> [DATA]
——————————

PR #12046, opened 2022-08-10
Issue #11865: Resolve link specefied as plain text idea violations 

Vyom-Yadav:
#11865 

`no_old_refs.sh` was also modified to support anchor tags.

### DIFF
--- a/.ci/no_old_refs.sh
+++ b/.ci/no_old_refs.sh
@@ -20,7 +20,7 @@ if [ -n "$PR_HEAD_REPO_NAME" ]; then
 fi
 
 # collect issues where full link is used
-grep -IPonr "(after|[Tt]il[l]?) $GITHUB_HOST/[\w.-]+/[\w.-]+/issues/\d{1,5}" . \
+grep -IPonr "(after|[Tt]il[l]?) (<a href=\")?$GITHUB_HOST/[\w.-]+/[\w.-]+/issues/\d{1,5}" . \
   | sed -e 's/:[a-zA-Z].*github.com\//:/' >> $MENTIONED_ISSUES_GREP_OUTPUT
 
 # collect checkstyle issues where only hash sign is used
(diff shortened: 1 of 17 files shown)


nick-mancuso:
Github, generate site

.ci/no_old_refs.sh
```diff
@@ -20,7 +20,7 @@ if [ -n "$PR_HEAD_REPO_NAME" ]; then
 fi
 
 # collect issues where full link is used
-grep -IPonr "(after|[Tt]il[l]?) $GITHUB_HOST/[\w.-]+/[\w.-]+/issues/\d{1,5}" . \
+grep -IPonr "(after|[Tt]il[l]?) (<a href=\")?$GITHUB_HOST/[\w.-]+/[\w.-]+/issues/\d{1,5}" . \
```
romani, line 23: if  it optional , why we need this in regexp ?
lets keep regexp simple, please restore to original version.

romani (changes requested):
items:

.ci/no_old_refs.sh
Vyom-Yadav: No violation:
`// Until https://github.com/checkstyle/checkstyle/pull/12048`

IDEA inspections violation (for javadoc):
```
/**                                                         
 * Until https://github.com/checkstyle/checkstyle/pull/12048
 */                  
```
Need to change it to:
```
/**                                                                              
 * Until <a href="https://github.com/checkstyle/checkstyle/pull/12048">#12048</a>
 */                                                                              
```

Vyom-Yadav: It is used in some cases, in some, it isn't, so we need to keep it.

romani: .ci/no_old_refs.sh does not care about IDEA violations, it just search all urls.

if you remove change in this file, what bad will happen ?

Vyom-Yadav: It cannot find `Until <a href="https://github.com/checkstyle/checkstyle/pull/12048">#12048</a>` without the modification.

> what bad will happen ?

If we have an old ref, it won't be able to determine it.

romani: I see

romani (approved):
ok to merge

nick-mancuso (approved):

——————————

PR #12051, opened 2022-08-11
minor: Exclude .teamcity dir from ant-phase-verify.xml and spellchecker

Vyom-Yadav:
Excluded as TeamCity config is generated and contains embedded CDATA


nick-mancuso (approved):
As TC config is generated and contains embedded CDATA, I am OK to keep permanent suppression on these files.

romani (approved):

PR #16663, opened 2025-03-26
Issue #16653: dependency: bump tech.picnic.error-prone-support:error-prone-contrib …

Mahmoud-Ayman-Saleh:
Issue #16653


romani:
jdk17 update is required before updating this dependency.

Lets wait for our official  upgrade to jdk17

——————————

> [WORK REQUEST]
In the entries above, find each line with the word "support" and show it.

> [EXERCISE RESULT]
`no_old_refs.sh` was also modified to support anchor tags.
Issue #16653: dependency: bump tech.picnic.error-prone-support:error-prone-contrib …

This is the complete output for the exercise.